29 June 2014


Steampunk is a fairly new phenomenon in Young Adult Lit world, even though the original steampunk has been around for a while. It's a bit confusing as to where it originated, because it can be considered a retroactive term; although the word itself may have been coined by science fiction writer K. W. Jeter in the 1980s when he was searching for a genre title for his work, early examples would include the works of Jules Verne and H. G. Wells; Fritz Lang's film Metropolis in 1927; and the CBS television series The Wild Wild West, which aired in the 1960s.

The genre includes recent science fiction that is set in a recognizable historical period (most commonly Victorian or Edwardian), in which the Industrial Revolution has begun, but has taken a slightly different turn than the one it did in reality. This is probably its most restrictive definition, but the genre has expanded to include fantasy, alternate worlds, dystopian works…in some ways it seems like you can include some Victorian fashion and some steam- or spring-propelled machines and gadgets, and label it steampunk.

The best known YA books in the genre are probably Scott Westerfeld's Leviathan trilogy (in which a weird combination of the mechanical and the organic are melded to create fantastical living creatures) and Philip Reeve's Mortal Engines quartet (featuring giant mobile cities that roam the landscape "eating up" smaller cities). More recent additions would be Catherine Fisher's Incarceron and Sapphique, Cassandra Clare's Infernal Devices books (Clockwork Angel, etc.) Kady Cross's Steampunk Chronicles (The Girl in the Steel Corset, and three more), Gail Carriger's rather silly series that begins with Etiquette and Espionage, and Stephan Bachman's disturbing story The Peculiar.

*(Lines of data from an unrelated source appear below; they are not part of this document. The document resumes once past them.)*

PR #1266, opened 2025-02-11
Add initial version of benchmark experiment runner

dannycjones:
In order to investigate performance in Mountpoint, we want to be able to vary different parameters. In fact, it can be very useful to vary these parameters together to see how performance (such as sequential read throughput) changes as we vary two parameters together.

This change introduces a new benchmark running script which uses the Python framework Hydra to enumerate combinations of parameters, and then execute some function with each combination. The script manages the lifecycle of the `mount-s3` file system and collecting data into an output folder.

The change currently does not reuse the FIO definitions used by our regression benchmarks. In the mid-term, these should be reconciled.

This pull request (PR) supersedes a previous PR: https://github.com/awslabs/mountpoint-s3/pull/986.

No, this adds a new benchmark runner and benchmark definitions. This does not impact the Mountpoint file system.

No, no impact to Mountpoint file system or crates.

---


benchmark/benchmark.py
```diff
@@ -0,0 +1,223 @@
...
+        "start_time": start_time,
+    }
+
+    try:
+        mount_dir = tempfile.mkdtemp(suffix=".mountpoint-s3")
+        mp_version = _mount_mp(cfg, metadata, mount_dir)
+        mounted = True
+        metadata["mp_version"] = mp_version
+    except subprocess.SubprocessError as e:
+        log.error(f"Error during mounting: {e}")
```
muddyfish, line 198: `try/except/else` appears to be what we want here, and could mean we drop the `mounted` variable

benchmark/benchmark.py
```diff
@@ -0,0 +1,223 @@
...
+
+    if mounted:
```
renanmagagnin, line 200: Instead of having the mount flag and testing it here and before unmounting, wouldn't it be better to do these two steps inside of the first try block and raise/handle specific custom error types? Could also maybe make the success variable unnecessary.

benchmark/benchmark.py
```diff
@@ -0,0 +1,223 @@
...
+        try:
+            # TODO: Add resource monitoring during FIO job
+            _run_fio(cfg, mount_dir)
+            success = True
```
muddyfish, line 204: `try/except/else` also is probably wanted here as well

benchmark/benchmark.py
muddyfish: Though in production quality code, we'd probably want this to be a `with` block

benchmark/README.md
```diff
@@ -0,0 +1,43 @@
...
+You might use AWS profiles or set some credentials in the environment.
+
+To run the experiment, you can execute a command like this:
+
+```
+uv run benchmark.py -- s3_bucket=amzn-s3-demo-bucket
+```
+
+This will run the default experiment, including many different configuration combinations.
+Output is written to `multirun/` within directories for the date, time, and job run.
```
renanmagagnin, line 43: Maybe it could be nice to include an example output?

benchmark/benchmark.py
```diff
@@ -0,0 +1,223 @@
...
+    start_time = datetime.now(tz=timezone.utc)
+    metadata = {
+        "start_time": start_time,
+    }
+
+    try:
+        mount_dir = tempfile.mkdtemp(suffix=".mountpoint-s3")
+        mp_version = _mount_mp(cfg, metadata, mount_dir)
+        mounted = True
+        metadata["mp_version"] = mp_version
```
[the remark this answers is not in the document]
dannycjones: I'm not sure what you mean here, can you rephrase?

benchmark/README.md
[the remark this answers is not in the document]
dannycjones: Added a short desc on how the benchmark works, where its defined

benchmark/benchmark.py
dannycjones: I don't follow what we want the `else` for?

benchmark/benchmark.py
```diff
@@ -79,36 +117,42 @@ def _mount_mp(
...
 
     log.info(f"Mounting S3 bucket {bucket} with args: %s; env: %s", subprocess_args, subprocess_env)
-    metadata["mount_s3_command"] = " ".join(subprocess_args)
-    metadata["mount_s3_env"] = subprocess_env
-    output = subprocess.check_output(subprocess_args, env=subprocess_env)
+    try:
+        output = subprocess.check_output(subprocess_args, env=subprocess_env)
+    except subprocess.CalledProcessError as e:
+        log.error(f"Error during mounting: {e}")
+        raise MountError()
```
muddyfish, line 124: This is probably what you want: `raise MountError() from e`

benchmark/benchmark.py
```diff
@@ -0,0 +1,223 @@
...
+        bucket,
+        mount_dir,
+        "--log-metrics",
+        "--allow-overwrite",
+        "--allow-delete",
+        f"--log-directory={MP_LOGS_DIRECTORY}",
+    ]
+    subprocess_env = {}
+
+    if cfg['s3_prefix'] is not None:
```
sahityadg, line 97: Is it better to pass mountpoint args as they are passed to benchmarks than have another mapping? For example, why not specify --prefix instead of s3_prefix.

benchmark/benchmark.py
dannycjones: I think its implicit but updating it to be explicit anyway

benchmark/benchmark.py
```diff
@@ -0,0 +1,243 @@
...
+    ]
+    subprocess_env = {
+        "PATH": os.environ["PATH"],
+        "APP_WORKERS": str(cfg['application_workers']),
+        "SIZE_GIB": str(100),
+        "DIRECT": str(1 if cfg['direct_io'] else 0),
+        "UNIQUE_DIR": datetime.now(tz=timezone.utc).isoformat(),
+        # TODO: Confirm assumption that `libaio` should make direct IO go faster.
+        # TODO: Review if we should use sync or psync. We use `sync` in other benchmarks.
+        "IO_ENGINE": str("libaio" if cfg['direct_io'] else "psync"),
```
muddyfish, line 162: Nit: `str` call is not needed

benchmark/benchmark.py
```diff
@@ -0,0 +1,243 @@
...
+        "--eta=never",
+        "--output-format=json",
+        f"--output={fio_output_filepath}",
+        f"--directory={mount_dir}",
+        fio_job_filepath,
+    ]
+    subprocess_env = {
+        "PATH": os.environ["PATH"],
+        "APP_WORKERS": str(cfg['application_workers']),
+        "SIZE_GIB": str(100),
```
muddyfish, line 157: Why not "100"? Same below

benchmark/benchmark.py
```diff
@@ -0,0 +1,243 @@
...
+    old_log_dir = path.join(logs_directory, dir_entries[0])
+    new_log_path = "mountpoint-s3.log"
+    log.debug(f"Renaming {old_log_dir} to {new_log_path}")
+    os.rename(old_log_dir, new_log_path)
+    os.rmdir(logs_directory)
+
+
+def _write_metadata(metadata: dict[str, any]) -> None:
+    with open("metadata.json", "w") as f:
+        json_str = json.dumps(metadata, default=str)
```
muddyfish, line 202: Nit: `json.dump` here writes directly to a file object

muddyfish (approved):

muddyfish:
LGTM

benchmark/benchmark.py
dannycjones: I'll merge this for now, we can still change in future if needed.

PR #1269, opened 2025-02-18
Fuser fork submodule

ujinho:
### Overview
To be prepared for further refactoring we want to ease the supporting effort for the FUSER fork we're using.
As a first step we want to embed it as a git submodule which will be using the existing `fuser/fork` branch as a remote. 
This will allow us to keep the current sync flow with the original FUSER [repo](https://github.com/cberner/fuser) but skip the manual sync step in our `main` branch. 

We will be able to update the fork by running `git submodule update --remote mountpoint-s3-fuser` which is more idiomatic. So we still be able to test changes locally w/o publishing the fork.

*NB* We will need to commit the changes (dirty indices) after submodule's update.

This change is completely internal and does not impact customer-facing behavior.

This change does not require version or changelog changes.

---


.gitmodules
```diff
@@ -31,3 +31,7 @@
 [submodule "aws-c-s3"]
 	path = mountpoint-s3-crt-sys/crt/aws-c-s3
 	url = https://github.com/awslabs/aws-c-s3.git
+[submodule "mountpoint-s3-fuser"]
+	path = mountpoint-s3-fuser
+	url = git@github.com:awslabs/mountpoint-s3.git
```
passaro, line 36: Why not use https?
```suggestion
	url = https://github.com/awslabs/mountpoint-s3.git
```

passaro (commented):
We need to update all workflows so that they checkout the submodules.

E.g. `Formatting` and `Licenses` will need:
```yaml
      - name: Checkout code
        uses: actions/checkout@v4
        with:
          submodules: true
```

passaro (commented):
Looks good to me, but you need to `--signoff` all your commits - that's why DCO is failing.

passaro (approved):

PR #1271, opened 2025-02-19
chore(clippy): remove exclusions for false positive rules

ujinho:
### Overview
We removed exclusions for false positive Clippy rules as they were fixed and this workaround is no longer needed.

No, this is a small boilerplate change.

Change log and version changes are not needed.


passaro (approved):
LGTM!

A certain group of kids (and perhaps a larger group of adults) are enthusiastic proponents of this genre. I have liked isolated books within it, but am not, in general, a fan. What I do like, however, is some of the fashion. Who doesn't like velvet, leather and lace, especially when tricked out with corsets, gears and goggles? (I found this "Steampunk Librarian" online by "ghostfire" on DeviantArt.)

So since we are focusing on science fiction this summer at the library (for our teen summer reading program), of which steampunk is one sub genre, we decided we'd find some way to craft it up with a steampunk theme. This brings me to today's photos: a steampunk gift for Anarda, my co-teen librarian. I found a bigger, cooler, more versatile (because not boxed-in) steampunk gears stencil, and an old art apron, which I washed and bleached so it looked like new, and made her a steampunk smock to wear at our craft events this summer.

This technique is super easy--just lay down the stencil, get a stencil brush (flat-ended with stiff bristles), pick up some paint on the brush, pounce it off so it's not too wet, and then pounce it up and down inside and all around the stencil. I mixed red and a metallic gold on this one, to give it a little depth and interest. Let it dry, then 24 hours later throw it in the dryer to "set" the paint, and it's subsequently wash-and-wearable.

I also tried out this stencil using my spray bleach technique on an old gray t-shirt, but it's in the wash right now so I'll post it later--if it turned out! The bleach is a lot harder to control--and therefore easier to mess up--than this dry-brush paint technique.